A person in the classroom audience raised a hand and asked, “But what proof do you have?”
Bear crinkled his face up and paused, thinking. “Well, I’ve noticed slight changes in his appearance. One day his hair will be shorter and within twenty-four hours, it’s several inches longer! I’m almost positive I’ve caught him disappearing and then reappearing several feet away. I have no concrete evidence, and what I have seen is so subtle that I’m not convinced it wasn’t a trick of the eye. I never see him eat food. He never comes to the club before sundown. I’ll keep watching and collecting evidence.”
I left the dream in a hurry. Sweet Mother of Night! This was not good. Had I been so careless? What should I do now? I shouldn’t let him keep working for me, should I? I paced my suite at the God Complex for hours, ruminating over the dream.

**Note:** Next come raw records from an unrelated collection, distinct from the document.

PR #129, opened 2022-01-19
GT compression

yelhousni:
Compress `F_{p^k}` elements (E24, E12, E6) when they are in the cyclotomic subgroup, i.e. `z^{\Phi_k(p)} == 1`. This works in particular to compress GT elements after a pairing. The compression ratio is 1/2 using Torus-based T2 lossless compression following ["COMPRESSION IN FINITE FIELDS AND TORUS-BASED CRYPTOGRAPHY", K. RUBIN AND A. SILVERBERG](https://citeseerx.ist.psu.edu/viewdoc/download?doi=10.1.1.90.8087&rep=rep1&type=pdf) (section 2). 

Note we can have a lossless compression with ratio 1/3 using CEILIDH (section 3) if we decide to change the extensions tower (e.g. Fp2-Fp4-Fp12 for E12). This would result is a slightly slower pairing though.


mratsim:
See also Benger-Scott paper https://eprint.iacr.org/2009/556.pdf

image

Devigili et al https://eprint.iacr.org/2006/471.pdf has the costs between the different towerings and direct sextic:
image
image
image

Timings

image

It seems like the same perf.

And we can change representation (https://github.com/supranational/blst/issues/101#issuecomment-1015511522, https://github.com/supranational/blst/pull/102#pullrequestreview-883682769)

gbotrel (approved):

ThomasPiellard (approved):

Sometimes a dream is just a dream, I reminded myself. Bear could just be regurgitating snippets of fantasies or a plot he had watched or read. That could all be true, but I had a feeling this was specific. I needed to be more careful than ever around him.
Bear was a fantastic employee, and I did not want to replace him. I wasn’t sure if the other deities had mortal employees who knew of their divine nature. Did this break any God laws?
The next evening, I headed to Cloud Nine and Bear was already there, preparing to open for the night. “Hey, boss,” he said.
“Hi, Bear. Is everything all right?”
“Yep. We have a couple deliveries that need to be put away and inventoried. Jules is singing again tonight. She’s bringing in a crowd of regulars, and we are getting new people in every night. Uh, hey. I wanted to ask you something. I hope it’s not inappropriate. Do you think we could go to lunch tomorrow to go over a few ideas I have for the slower nights here?” His cheeks turned a shade pinker, and he lowered his eyes. “I mean, strictly for business purposes, obviously. Strategizing and stuff?”
I’ve never been known for picking up on subtle clues. I heard what he said and took every word literally. “I have been meaning to ask you the same thing. You’ve done a great job here, and it’s incredibly appreciated by me. My treat. Maybe noon?”
“Yes! That sounds great. Uh, where should we meet?”
“Do you have any suggestions?”
“How about Captain Stack’s Pirate Grill and Bar?” He said the word bar with an argh at the end, like a pirate, since that was how everyone pronounced it.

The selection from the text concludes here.